Zoals in de Perspectiefnota 2020 – 2023 is aangekondigd investeren we de komende jaren veel in de strategische opgaven waar we als stad de komende jaren voor staan. Dan gaat het om opgaven als energietransitie, klimaatadaptatie, human capital agenda, de ontwikkeling van het centrumgebied en mobiliteit. Voor wat betreft de energietransitie gaan we in 2020 verder met het opstellen van warmteplannen voor Holtenbroek en Aa-landen. In Berkum gaan we door met de voorbereiding van de uitvoering van Berkum Energieneutraal. Er wordt gewerkt aan de realisatie van diverse zonneparken en windmolenpark Tolhuislanden. Om te bouwen aan een klimaatbestendige toekomst voor Zwolle werken we verder aan de uitvoering van de Zwolse Adaptatie Strategie. Binnen de human capital agenda ligt in 2020 de nadruk op de uitvoering. Waarbij we hopen dat naast het Rijk zich via een regiodeal ook verbindt aan deze agenda.

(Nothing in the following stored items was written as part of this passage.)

PR #2672, opened 2021-08-18
Use new concurrency verbage

hyerra:
This just updates the `async-await` branch to use the new name `completeWithTask` rather than the old `completeWithAsync`.


0xTim (approved):
Thanks!

Issue #2650, opened 2021-07-12
Multipart Errors are reported as internal server errors


0xTim:
When sending a request body that decodes a `Content` type. If the request is sent as multipart with the right header set, but the body is empty, a 500 error is returned. This can cause problems with apps that have automatic reporting for internal server errors as it should be reported as a bad request

JakeTiritilli:
I’ll work on trying to fix this one.

jareyesda:
@0xTim @BennyDeBock, Is this still an issue? Was looking into it but it seems like it was resolved.

The private `_ContentContainer` struct for a `Request` object has its `decode` method throw `Abort(.unprocessableEntity)` when `body` is `nil`. Line 76 inside `Request.swift`.

Here's a snipper of the `decode` method:

```
func decode<D>(_ decodable: D.Type, using decoder: ContentDecoder) throws -> D where D : Decodable {
   guard let body = self.request.body.data else {
       self.request.logger.debug("Request body is empty. If you're trying to stream the body, decoding streaming bodies not supported")
       throw Abort(.unprocessableEntity)
   }
   return try decoder.decode(D.self, from: body, headers: self.request.headers)
}
```

paunik:
@jareyesda  I have opened MR that covers that some while ago, now i have rebased and ran the tests, seems that issue is still present. If You can check, do I need to add some more things or we should close this MR.
Best

MahdiBM:
I came across this issue when i was looking at [one of the boards](https://github.com/orgs/vapor/projects/10).
I could not reproduce this issue. What the issue expects is if you run this [existing test](https://github.com/vapor/vapor/blob/cd91a66c7dd2d8658c9fc43ee9d96d7a259bbc5c/Tests/VaporTests/ContentTests.swift#L147), but with empty body (set to `nil` or `.init()`), it should throw a 5xx error. That's not the case and it will instead throw a un-processable entity error. Non-empty bad bodies also just throw a bad request error.

BennyDeBock:
@jareyesda as far as i'm aware, this hasn't been solved yet if it's still on the board. 

@MahdiBM maybe you could ask @0xTim for more details as to how to reproduce the issue.

MahdiBM:
@BennyDeBock I'll be happy to have a reproducible example on my hands but to me seems that what @jareyesda is correct. There is an explicit line in the decoder to throw a un-processable entity error in case the body is empty.
[...]

PR #2674, opened 2021-08-22
Resolve issue #2650

paunik:
In order to prevent 5xx internal error we try to:

- validate number of parameters in FormDataDecoder so we can detect when only boundary is present.


Sources/Vapor/Multipart/FormDataDecoder+Content.swift
```diff
@@ -5,6 +5,9 @@ extension FormDataDecoder: ContentDecoder {
         guard let boundary = headers.contentType?.parameters["boundary"] else {
             throw Abort(.unsupportedMediaType)
         }
+        if headers.contentType?.parameters.count ?? 1 == 1  {
```
0xTim, line 8: I'd prefer this to be a guard statement to match the rest of the code and better indicate an early exit. And we can chain the statements to avoid defaulting to 1

0xTim (changes requested):
Just need to switch the if statement to a guard and we'll be good to go

Sources/Vapor/Multipart/FormDataDecoder+Content.swift
paunik: Cool, seems that I had naive assumption that this will be ok, as test was failing when form data are present.
Now I changed if -> guard and moved check lower so we can check if we have anything else apart boundary. If only that in body then we throw.

0xTim (approved):
Thanks! @paunik if you could fix the conflicts this can be merged

gwynne (approved):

We werken hard aan het versterken van het centrumgebied. Dan doen we door verder te gaan met de gebiedsontwikkeling Spoorzone / Hanzeland, de uitvoering van diverse projecten in de Spoorzone (zoals de bouw van de ondergrondse fietsenkelder). In de binnenstad zijn in 2020 het Broerenkwartier en het gebied rond de Luttekestraat en de Blijmarkt speerpunten.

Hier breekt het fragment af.